When I was growing up, just about everyone I knew still had outdoor toilets. You could kind of judge people by their toilets. The shiftless, don't much care kind usually built theirs on a slope and let the waste pile up and tumble down the hillside.
My mama said that in her day, men came around town in a "Honey Wagon"and shoveled out the waste of the people in town.
The more industrious people dug pits underneath their toilets and from time to time put in lime to keep the odors down. My daddy built us a very fine toilet. He dug a deep pit and poured a cement floor around it. He took a big piece of pipe and embedded one end into the floor and on the other end he fitted a wooden seat just like the ones in the restrooms at the picture show. It even had a lid to let down.
The seat was very comfortable and you could sit and think your thoughts away from the noisy house. There was a bit of newpaper on the floor which had a story about a horse who fell into a cistern. The paper lay there for months and to this day everyone still living in my family can tell you nearly word for word about the horse and the struggle the people had getting him out.

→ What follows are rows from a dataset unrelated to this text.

PR #947, opened 2016-06-01
WINDUP-1059 Support hasHint for File condition

OndraZizka:
Needed by https://github.com/windup/windup-rulesets/pull/150

### DIFF
--- a/reporting/api/src/main/java/org/jboss/windup/reporting/config/HasHint.java
+++ b/reporting/api/src/main/java/org/jboss/windup/reporting/config/HasHint.java
@@ -10,6 +10,7 @@ import org.jboss.windup.graph.model.resource.FileModel;
 import org.jboss.windup.reporting.model.ClassificationModel;
 import org.jboss.windup.reporting.model.InlineHintModel;
 import org.jboss.windup.reporting.service.InlineHintService;
+import org.jboss.windup.rules.files.model.FileLocationModel;
 import org.jboss.windup.rules.files.model.FileReferenceModel;
 import org.jboss.windup.util.ExecutionStatistics;
 import org.ocpsoft.rewrite.context.EvaluationContext;
@@ -21,7 +22,7 @@ import org.ocpsoft.rewrite.param.RegexParameterizedPatternParser;
 /**
  * An implementation of {@link AbstractIterationFilter} to filter models based on the existence of a
  * {@link ClassificationModel} attached to the given payload.
- * 
+ *
  * @author <a href="mailto:lincolnbaxter@gmail.com">Lincoln Baxter, III</a>
  */
 public class HasHint extends AbstractIterationFilter<WindupVertexFrame> implements Parameterized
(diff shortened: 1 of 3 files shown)


OndraZizka:
Looks like I've changed the logic somehow.

reporting/api/src/main/java/org/jboss/windup/reporting/config/HasHint.java
```diff
@@ -34,51 +35,31 @@ public boolean evaluate(GraphRewrite event, EvaluationContext context, WindupVer
...
-                        if (parseResult.matches() && parseResult.isValid(event, context))
-                        {
-                            result = true;
-                            break;
-                        }
-                    }
-                }
-            }
+            Iterable<InlineHintModel> hints = null;
+            // FileLocationModel is a fake FileReferenceModel with [1,1] row and column, so we want hints for the whole file.
```
jsight: I do not understand this logic... I don't think that you can assume that a "FileReferenceModel" is a "fake".

OndraZizka: Yes, I've made a rushed conclusion. I think this will need a change in how `File` creates FileLocationModel.

OndraZizka: (16:56:00) ozizka-FN: jsightler:  See the PR ^
(16:56:19) ozizka-FN: Maybe I'm still following some bad logic. Looking at it
(16:56:38) ozizka-FN: Now I have to go pick up Hanka, but will look. Or tell me that it's really non-sense :)
(16:56:53) jsightler: Yeah, that logic is basically broken.
(16:59:18) ozizka-FN: But it seems to work, and also work for all tests, so far (still running).
(16:59:21) jsightler: Basically now if I actually do care about only hints that come file File.exists that will no longer be possible.
(16:59:40) jsightler: Its trading one set of limited semantics for a different set of limited semantics.
(17:00:05) ozizka-FN: jsightler:  Could you write a XML for that?
(17:00:11) jsightler: It would be far better to just make has-hint configurable.
(17:00:20) ozizka-FN: Hmm perhaps
(17:00:59) jsightler: (also, it would be better if rules like this were written in a rule language instead of the simplified xml syntax)
(17:01:01) ozizka-FN: <has-hint at="whole-file|line"> ?
(17:01:15) jsightler: Yeah, something like that.
(17:01:25) ozizka-FN: Well, that's completely different thing :)  Windup 4
(17:01:48) jsightler: Actually that isn't bad at all... that sort of allows it to generalize to cases where the condition isn't a File condition

OndraZizka: retest

OndraZizka:
Jess, you saying we should have the <has-hint at="whole-file|line">  in this PR?   If I understood well, the other thing you mentioned we would loose with this impl is just theoretical so far.

(16:56:53) jsightler: Yeah, that logic is basically broken.
(16:59:18) ozizka-FN: But it seems to work, and also work for all tests, so far (still running).
(16:59:21) jsightler: Basically now if I actually do care about only hints that come file File.exists that will no longer be possible.
(16:59:40) jsightler: Its trading one set of limited semantics for a different set of limited semantics.
(17:00:05) ozizka-FN: jsightler:  Could you write a XML for that?
(17:00:11) jsightler: It would be far better to just make has-hint configurable.
(17:01:01) ozizka-FN: <has-hint at="whole-file|line"> ?
(17:01:15) jsightler: Yeah, something like that.

d-s:
closing old stuff, rebase+reopen if still relevant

It was very nice when we got a real bathroom, but I kind of missed the little house inside the pasture down across the road. I missed feeling the heat of summer and the occasional sound of gentle rain on the rusty tin roof. I missed the cold of winter and the sound of the blustering wind blowing around the corners and through the boards. I missed the nosing around of the old cow who came to the door as if to say hello. And best of all, we never had to clean it.